• **Try it**:
Without skipping anything, print all of the data exactly.

**** Provided records

PR #524, opened 2015-12-30
cmd/gb: handle various go installation permutations

### LINKED ISSUE #521: gb generate / gb doc does not work with packaged version of Go
gb doc - failed with FATAL: command "generate" failed: fork/exec /usr/lib/go/bin/godoc: no such file or directory

gb doc, gb generate and go test cmd/gb does not work when using a packaged version of Go if that version has spread GOROOT out into several components.

For gb doc and gb generate, just call "go" and let LookPath figured it out. For go test cmd/gb we must use the same GOROOT that built the test binary.

See #520

davecheney:
Fixes #521

Try to locate `bin/go` in the various permutations that package managers use.

### DIFF
--- a/cmd/gb/gb_test.go
+++ b/cmd/gb/gb_test.go
@@ -65,12 +65,23 @@ func TestMain(m *testing.M) {
 			os.Exit(2)
 		}
 		testgb = filepath.Join(dir, testgb)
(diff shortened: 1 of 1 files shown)


davecheney:
@mguzelevich can you please try this.

PR #185, opened 2015-06-03
cmd/gb-vendor: move copypath to vendor.Copypath, skip symlinks

davecheney:
Fixes #184 

Ignore symlinks in the src directory.

Also mutes debugging output from `copyfile`

Issue #184, opened 2015-06-03
cmd/gb-vendor: copyfile does not handle invalid symlinks


davecheney:
`copyfile` pukes if it hits an invalid symlink.

Go does not support symlinks inside the source directory, and this example is from a test fixture, and we don't run tests inside `$PROJECT/vendor`. The simplest approach would be to skip symlinks.
```
copyfile(dst: /home/dfc/devel/juju/vendor/src/gopkg.in/juju/charm.v5/internal/test-charm-repo/series/format2/build/ignored, src: /tmp/gb-vendor-720588324/internal/test-charm-repo/series/format2/build/ignored)
FATAL command "fetch" failed: copyfile: open("/tmp/gb-vendor-720588324/internal/test-charm-repo/series/format2/hooks/symlink"): open /tmp/gb-vendor-720588324/internal/test-charm-repo/series/format2/hooks/symlink: no such file or directory
FATAL command "vendor" failed: exit status 1
```

PR #534, opened 2016-01-09
fileutils: add support for copying symlinks to Copypath

FiloSottile:
This was removed instead of being special cased in #185, because gb has no
direct need for it (see #184).  However it's useful for other users of the
library.  For example gvt needs to retain test fixtures intact (as vendor/
packages are testable) and needs to support symlink-based packages (since
the go build tool does).

Fixes FiloSottile/gvt#12

### DIFF
--- a/fileutils/fileutils.go
+++ b/fileutils/fileutils.go
@@ -32,14 +32,12 @@ func Copypath(dst string, src string) error {
 			return nil
 		}
 
+		dst := filepath.Join(dst, path[len(src):])
+
 		if info.Mode()&os.ModeSymlink != 0 {
-			if debugCopypath {
-				fmt.Printf("skipping symlink: %v\n", path)
-			}
-			return nil
+			return Copylink(dst, path)
 		}
 
-		dst := filepath.Join(dst, path[len(src):])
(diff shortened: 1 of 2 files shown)


davecheney:
@FiloSottile Thanks for adding this. I haven't been clear about the direction of this package at all, but the intention is to move it out to another package, probably github.com/pkg/fileutils, soon.

Instead of carrying this feature inside gb where i'll probably drop it later and break you again, why don't I make the move of fileutils now, and then that package can evolve on it's own ?

How does that sound ?

FiloSottile:
Sure, sounds great! I am vendoring fileutils like a normal package in gvt anyway, so I can switch easily.

davecheney:
Just a FYI, I'm working on the replacement for this package in github.com/pkg/fileutils. It isn't quite ready for prime time yet, but shouldn't take much longer.

FiloSottile:
👍

As soon as you switch to that on gb, let me know and I'll port gvt

FiloSottile:
Should I port this to github.com/pkg/fileutils?

davecheney:
Probably, but wait a bit, i'm behind on finishing that package.

PR #535, opened 2016-01-09
vendor: allow ~ in import path

FiloSottile:
~ is an allowed character in the import path, and it's used in the wild for user repositories


davecheney:
This looks ok, but I'd like to add a test, preferably in vendor/repo_test.go (from memory) to check that this works. Do you have a url that has a ~ in it that I can add as a test case ?

FiloSottile:
Makes sense, but sadly I don't have a valid public one.

davecheney:
That's ok. We'll just have to live with it if I break it in the future.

********

• **Solution for this exercise**:
PR #524, opened 2015-12-30
cmd/gb: handle various go installation permutations

### LINKED ISSUE #521: gb generate / gb doc does not work with packaged version of Go
gb doc - failed with FATAL: command "generate" failed: fork/exec /usr/lib/go/bin/godoc: no such file or directory

gb doc, gb generate and go test cmd/gb does not work when using a packaged version of Go if that version has spread GOROOT out into several components.

For gb doc and gb generate, just call "go" and let LookPath figured it out. For go test cmd/gb we must use the same GOROOT that built the test binary.

See #520

davecheney:
Fixes #521

Try to locate `bin/go` in the various permutations that package managers use.

### DIFF
--- a/cmd/gb/gb_test.go
+++ b/cmd/gb/gb_test.go
@@ -65,12 +65,23 @@ func TestMain(m *testing.M) {
 			os.Exit(2)
 		}
 		testgb = filepath.Join(dir, testgb)
(diff shortened: 1 of 1 files shown)


davecheney:
@mguzelevich can you please try this.

PR #185, opened 2015-06-03
cmd/gb-vendor: move copypath to vendor.Copypath, skip symlinks

davecheney:
Fixes #184 

Ignore symlinks in the src directory.

Also mutes debugging output from `copyfile`

Issue #184, opened 2015-06-03
cmd/gb-vendor: copyfile does not handle invalid symlinks


davecheney:
`copyfile` pukes if it hits an invalid symlink.

Go does not support symlinks inside the source directory, and this example is from a test fixture, and we don't run tests inside `$PROJECT/vendor`. The simplest approach would be to skip symlinks.
```
copyfile(dst: /home/dfc/devel/juju/vendor/src/gopkg.in/juju/charm.v5/internal/test-charm-repo/series/format2/build/ignored, src: /tmp/gb-vendor-720588324/internal/test-charm-repo/series/format2/build/ignored)
FATAL command "fetch" failed: copyfile: open("/tmp/gb-vendor-720588324/internal/test-charm-repo/series/format2/hooks/symlink"): open /tmp/gb-vendor-720588324/internal/test-charm-repo/series/format2/hooks/symlink: no such file or directory
FATAL command "vendor" failed: exit status 1
```

PR #534, opened 2016-01-09
fileutils: add support for copying symlinks to Copypath

FiloSottile:
This was removed instead of being special cased in #185, because gb has no
direct need for it (see #184).  However it's useful for other users of the
library.  For example gvt needs to retain test fixtures intact (as vendor/
packages are testable) and needs to support symlink-based packages (since
the go build tool does).

Fixes FiloSottile/gvt#12

### DIFF
--- a/fileutils/fileutils.go
+++ b/fileutils/fileutils.go
@@ -32,14 +32,12 @@ func Copypath(dst string, src string) error {
 			return nil
 		}
 
+		dst := filepath.Join(dst, path[len(src):])
+
 		if info.Mode()&os.ModeSymlink != 0 {
-			if debugCopypath {
-				fmt.Printf("skipping symlink: %v\n", path)
-			}
-			return nil
+			return Copylink(dst, path)
 		}
 
-		dst := filepath.Join(dst, path[len(src):])
(diff shortened: 1 of 2 files shown)


davecheney:
@FiloSottile Thanks for adding this. I haven't been clear about the direction of this package at all, but the intention is to move it out to another package, probably github.com/pkg/fileutils, soon.

Instead of carrying this feature inside gb where i'll probably drop it later and break you again, why don't I make the move of fileutils now, and then that package can evolve on it's own ?

How does that sound ?

FiloSottile:
Sure, sounds great! I am vendoring fileutils like a normal package in gvt anyway, so I can switch easily.

davecheney:
Just a FYI, I'm working on the replacement for this package in github.com/pkg/fileutils. It isn't quite ready for prime time yet, but shouldn't take much longer.

FiloSottile:
👍

As soon as you switch to that on gb, let me know and I'll port gvt

FiloSottile:
Should I port this to github.com/pkg/fileutils?

davecheney:
Probably, but wait a bit, i'm behind on finishing that package.

PR #535, opened 2016-01-09
vendor: allow ~ in import path

FiloSottile:
~ is an allowed character in the import path, and it's used in the wild for user repositories


davecheney:
This looks ok, but I'd like to add a test, preferably in vendor/repo_test.go (from memory) to check that this works. Do you have a url that has a ~ in it that I can add as a test case ?

FiloSottile:
Makes sense, but sadly I don't have a valid public one.

davecheney:
That's ok. We'll just have to live with it if I break it in the future.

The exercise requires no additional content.